NEW SECTION.  Sec. 14.  A new section is added to chapter 43.09 RCW to read as follows:

    (1) By January 1, 2011, the state auditor shall conduct a performance audit of any county with a population of one million five hundred thousand or more to specifically determine whether policy changes and programs the county has adopted since January 1, 2009, will effectively reduce overhead and other costs, improve services, and streamline operations.  The performance audit must identify current deficiencies in recognized best practices in the provision of county goods and services and how the provision of these goods and services could be provided more efficiently and effectively.  As part of the performance audit, the auditor shall also evaluate the amount of local and regional services provided by the county within and outside city limits and contrast this with other large counties in Washington and with counties of similar size in other states.  The state auditor shall use money distributed to the auditor under RCW 82.08.020(5) to pay for the performance audit required under this section.

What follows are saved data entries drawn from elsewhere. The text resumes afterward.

PR #4421, opened 2025-08-27
Improvement to the `linera-views-derive` code

### LINKED ISSUE #744: linera-views-derive: Do not panic on tuple-structs
The following does not work:
```rust
pub struct StateView<C>(ReentrantCollectionView<C, u8, RegisterView<C, u32>>);
```
We have the unwrapping of an Option that is None and so panics the macro. Maybe, it is easy to resolve.

### LINKED ISSUE #2391: Use smaller keys in views used for views obtained by `linera-views-derive`

MathieuDutSik:
## Motivation

The code in `lib.rs` has several failure scenarios that result in crashes, panics, or other errors.

Fixes #744 

## Proposal

It is completely possible to implement views for unnamed structs, that is:
```rust
pub struct CounterState(pub RegisterView<u64>);
```

However, we choose to make this illegal.  The reason is that this kind of structs would not be used in the protocol code and it is also not allowed by `async_graphql::SimpleObject`.

What this PR does is to add several error patterns without panic to the macro code:
* Unnamed structs lead to explicit error.
* Track the error produced by `RegisterView<u64>` which can be produced by missing Context or by missing view macro.
* structs must have at least one entry.

## Test Plan

The CI.

## Release Plan

## Links

None.

### DIFF
--- a/linera-views-derive/src/lib.rs
+++ b/linera-views-derive/src/lib.rs
@@ -66,21 +66,17 @@ fn generate_view_code(input: ItemStruct, root: bool) -> Result<TokenStream2, Err
 
     let attrs: StructAttrs = deluxe::parse_attributes(&input)
         .map_err(|e| Error::new_spanned(&input, format!("Failed to parse attributes: {}", e)))?;
-    let context = match attrs.context {
-        Some(ctx) => ctx,
-        None => match input.generics.type_params().next() {
-            Some(param) => {
-                let ident = &param.ident;
-                parse_quote! { #ident }
-            }
-            None => {
-                return Err(Error::new_spanned(
-                        &input,
-                        "Missing context: either add a generic type parameter or specify the context with #[view(context = YourContextType)]"
-                    ));
-            }
-        },
-    };
+    let context = attrs.context.or_else(|| {
+        input.generics.type_params().next().map(|param| {
+            let ident = &param.ident;
+            parse_quote! { #ident }
+        })
+    }).ok_or_else(|| {
+        Error::new_spanned(
+            &input,
+            "Missing context: either add a generic type parameter or specify the context with #[view(context = YourContextType)]"
+        )
+    })?;
 
     let struct_name = &input.ident;
     let field_types: Vec<_> = input.fields.iter().map(|field| &field.ty).collect();
--- a/linera-views-derive/src/lib.rs
+++ b/linera-views-derive/src/lib.rs
@@ -6,7 +6,7 @@
 use proc_macro::TokenStream;
 use proc_macro2::{Span, TokenStream as TokenStream2};
 use quote::{format_ident, quote};
-use syn::{parse_macro_input, parse_quote, ItemStruct, Type};
+use syn::{parse_macro_input, parse_quote, Error, ItemStruct, Type};
 
 #[derive(Debug, deluxe::ParseAttributes)]
 #[deluxe(attributes(view))]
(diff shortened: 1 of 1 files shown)


linera-views-derive/src/lib.rs
```diff
@@ -37,33 +37,50 @@ impl<'a> Constraints<'a> {
...
+        Some(segment) => segment,
+        None => return Err(Error::new_spanned(&typepath.path, "Path has no segments")),
+    };
+    let ident = &path_segment.ident;
+    let arguments = &path_segment.arguments;
+    Ok(quote! { #ident :: #arguments })
 }
 
-fn generate_view_code(input: ItemStruct, root: bool) -> TokenStream2 {
+fn generate_view_code(input: ItemStruct, root: bool) -> Result<TokenStream2, Error> {
```
Twey, line 53: Love this!

ma2bd:
This looks great. Maybe @Twey can give the final `accept`

linera-views-derive/src/lib.rs
```diff
@@ -37,33 +37,50 @@ impl<'a> Constraints<'a> {
...
-            .expect("no `context` given and no type parameters")
-            .ident;
-        parse_quote! { #ident }
-    });
+    let attrs: StructAttrs = deluxe::parse_attributes(&input)
+        .map_err(|e| Error::new_spanned(&input, format!("Failed to parse attributes: {}", e)))?;
+    let context = match attrs.context {
+        Some(ctx) => ctx,
+        None => match input.generics.type_params().next() {
+            Some(param) => {
```
Twey: I think this could be more clearly expressed using [`or_else`](https://doc.rust-lang.org/std/option/enum.Option.html#method.or_else).

linera-views-derive/src/lib.rs
```diff
@@ -121,9 +138,15 @@ fn generate_view_code(input: ItemStruct, root: bool) -> TokenStream2 {
         });
     }
 
-    let first_name_quote = name_quotes
-        .first()
-        .expect("list of names should be non-empty");
+    let first_name_quote = match name_quotes.first() {
+        Some(name) => name,
+        None => {
```
Twey:
```suggestion
    let first_name_quote = name_quotes.first().ok_or(Error::new_spanned(…))?;
```

linera-views-derive/src/lib.rs
```diff
@@ -369,64 +406,131 @@ fn generate_clonable_view_code(input: ItemStruct) -> TokenStream2 {
...
 #[proc_macro_derive(HashableView, attributes(view))]
 pub fn derive_hash_view(input: TokenStream) -> TokenStream {
     let input = parse_macro_input!(input as ItemStruct);
-    let mut stream = generate_view_code(input.clone(), false);
-    stream.extend(generate_hash_view_code(input));
+
+    let mut stream = match generate_view_code(input.clone(), false) {
+        Ok(tokens) => tokens,
+        Err(err) => return err.to_compile_error().into(),
+    };
```
Twey:
```suggestion
    let mut stream = generate_view_code(input.clone(), false)
        .map_err(|err| err.to_compile_error().into())?;
```

linera-views-derive/src/lib.rs
```diff
@@ -369,64 +406,131 @@ fn generate_clonable_view_code(input: ItemStruct) -> TokenStream2 {
...
 pub fn derive_hashable_root_view(input: TokenStream) -> TokenStream {
     let input = parse_macro_input!(input as ItemStruct);
-    let mut stream = generate_view_code(input.clone(), true);
-    stream.extend(generate_root_view_code(input.clone()));
-    stream.extend(generate_hash_view_code(input));
+
+    let mut stream = match generate_view_code(input.clone(), true) {
+        Ok(tokens) => tokens,
+        Err(err) => return err.to_compile_error().into(),
+    };
```
Twey: Since this is repeated a lot, it would be nicer to have an implementation function that uses `?` and then convert it just once per top-level function.

linera-views-derive/src/lib.rs
MathieuDutSik: Thanks.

    (2) This section expires January 1, 2012.

 

 

    NEW SECTION.  Sec. 15. Sections 5 and 6 constitute a new chapter to be added to Title 36 RCW. 

 

    NEW SECTION.  Sec. 16.  Section 2 of this act expires July 1, 2014."

 

 

      

           EFFECT:   Allows the mental health/chemical dependency sales and use tax to partially supplant existing funds in counties with a population less than 1.5 million.  Allows for the creation of rural infrastructure improvement and service (RIIS) districts in unincorporated areas of counties.  Allows a RIIS district to impose a tax on utilities.  Allows cities in King County to impose utility taxes on water-sewer districts.  Requires the state auditor to do a performance audit of King County.  Requires cities within King County to annex or attempt to annex large potential annexation areas in order to apply for TIB and public works trust fund grants and loans.  Limits the ferry district property tax in King County to 7.5 cents.  Authorizes an additional property tax in King County of 7.5 cents to fund transit projects.